Learning Classifiers from Imbalanced, Only Positive and Unlabeled Data Sets

In this report, I presented my results to the tasks of 2008 UC San Diego Data Mining Contest. This contest consists of two classification tasks based on data from scientific experiment. The first task is a binary classification task which is to maximize accuracy of classification on an evenly-distributed test data set, given a fully labeled imbalanced training data set. The second task is also a binary classification task, but to maximize the F1-score of classification on a test data set, given a partially labeled training set. For task 1, I investigated several re-sampling techniques in improving the learning from the imbalanced data.

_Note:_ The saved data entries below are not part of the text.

PR #426, opened 2026-02-20
Add Form Submission spec to prerendering.bs

robertlin-chromium:


prerendering.bs
```diff
@@ -242,6 +243,7 @@ Extend the [=speculation rule set=] [=struct=] with two additional [=struct/item
 Extend the [=speculation rule=] [=struct=] with one additional [=struct/item=]:
```
tunetheweb:
```suggestion
Extend the [=speculation rule=] [=struct=] with two additional [=struct/items=]:
```

prerendering.bs
```diff
@@ -258,14 +262,19 @@ Extend the [=speculation rule=] [=struct=] with one additional [=struct/item=]:
...
       1. Return null.
     1. Set |targetHint| to |input|["`target_hint`"].
+  1. If |input|["`form_submission`"] [=map/exists=]:
+    1. If |input|["`form_submission`"] is not a boolean value:
+      1. The user agent may [=report a warning to the console=] indicating that the supplied form submission was invalid.
+      1. Return null.
+    1. Set |formSubmission| to boolean value of |input|["`form_submission`"].
 
-  and then updating the final step which returns a [=speculation rule=] to include setting the [=speculation rule/target navigable name hint=] to |targetHint|.
+  and then updating the final step which returns a [=speculation rule=] to include setting the [=speculation rule/target navigable name hint=] to |targetHint| and [=speculation rule/form submission=] = |formSubmission|.
```
tunetheweb: Not sure if `=` should be `to` for consistency? Or is the fact it's a boolean mean `=` is better?

prerendering.bs
tunetheweb, line 406: Dom we need anything added here for form similar to the name hint?

tunetheweb (commented):
@domfarolino knows much more about specs than me, but spotted a couple of things that might need changing.

prerendering.bs
robertlin-chromium: Using `to` is better for consistency, updated.

prerendering.bs
robertlin-chromium: Yes, prefetchRecord includes both prefetch and prerender, so it is needed. Just updated.

tunetheweb (approved):
LGTM

prerendering.bs
```diff
@@ -258,14 +262,19 @@ Extend the [=speculation rule=] [=struct=] with one additional [=struct/item=]:
 <div algorithm="parse a speculation rule">
   Modify [=parse a speculation rule=] by adding the following steps:
 
-  1. Let |targetHint| be null.
+  1. Let |targetHint| be null and |formSubmission| be false.
```
domfarolino: Can you give this variable declaration its own line?

prerendering.bs
```diff
@@ -317,6 +330,8 @@ A <dfn>prerender candidate</dfn> is a [=speculative load candidate=] with the fo
             1. [=list/For each=] |link| of |links|:
               1. Let |target| be |rule|'s [=speculation rule/target navigable name hint=].
               1. If |target| is null, set it to the result of [=getting an element's target=] given |link|.
+              1. Let |formSubmission| be |rule|'s [=speculation rule/form submission=].
+              1. If |formSubmission| is not specified, set it to be false.
```
domfarolino: It will always be false, since the struct item you added is never null (it just defaults to false). Given that, do we need to do anything here?

prerendering.bs
```diff
@@ -258,14 +262,19 @@ Extend the [=speculation rule=] [=struct=] with one additional [=struct/item=]:
 <div algorithm="parse a speculation rule">
```
domfarolino, line 262: I think we also need to [modify step 2](https://html.spec.whatwg.org/multipage/speculative-loading.html#parse-a-speculation-rule:~:text=If%20input%20has%20any%20key%20other%20than%20%22source%22%2C%20%22urls%22%2C%20%22where%22%2C%20%22relative_to%22%2C%20%22eagerness%22%2C%20%22referrer_policy%22%2C%20%22tag%22%2C%20%22requires%22%2C%20%22expects_no_vary_search%22%2C%20or%20%22target_hint%22%3A), and add `form_submission` to the list of keys that we "accept"?

domfarolino (commented):
Does this PR modify https://wicg.github.io/nav-speculation/prerendering.html#navigate-activation or elsewhere, in order to prevent existing form navigations from activating non-`form_submission` prerenders?

I ask this as a follow-up to https://github.com/WICG/nav-speculation/pull/424#issuecomment-3820798549. This PR doesn't really carry its weight if forms can always activate all prerenders 😅

prerendering.bs
robertlin-chromium: Got it, I just removed the line.

prerendering.bs
robertlin-chromium: I've just updated the activation matching algorithm. PTAL
As for the step 2, it seems a change is needed to another repo: https://github.com/whatwg/html/blob/main/source
I'm creating another PR addressing that.

domfarolino: Note that this algorithm in _this_ specification already modifies (by spec "monkeypatching") the HTML algorithm, so we do not need a PR against whatwg/html to fix this step. Just add:

```md
Modify [=parse a speculation rule=]'s step 2, by adding `form_submission` to the list of `[=map/keys=]` that this step accepts.
```

...

and then you can continue with the rest of this. Does that make sense?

These include SMOTE (Synthetic Minority Over-sampling Technique), Oversampling by duplicating minority examples, random undersampling. These techniques were used to create new balanced training data sets. Then three standard classifiers (Decision Tree, Naive Bayes, Neural Network) were trained on the rebalanced training sets and used to classify the test set. The results showed the re-sampling techniques significantly improve the accuracy on the test set except for the Naive Bayes classifier. For task 2, I implemented twostep strategy algorithm to learn a classifier from the only positive and unlabeled data. In step 1, I implemented Spy technique to extract reliable negative (RN) examples. In step 2, I then used the labeled positive examples and the reliable negative examples as training set to learn standard Naive Bayes classifier. The results showed the two-step algorithm significantly improves the F1 score compared to the learning that simply regards unlabeled examples as negative ones.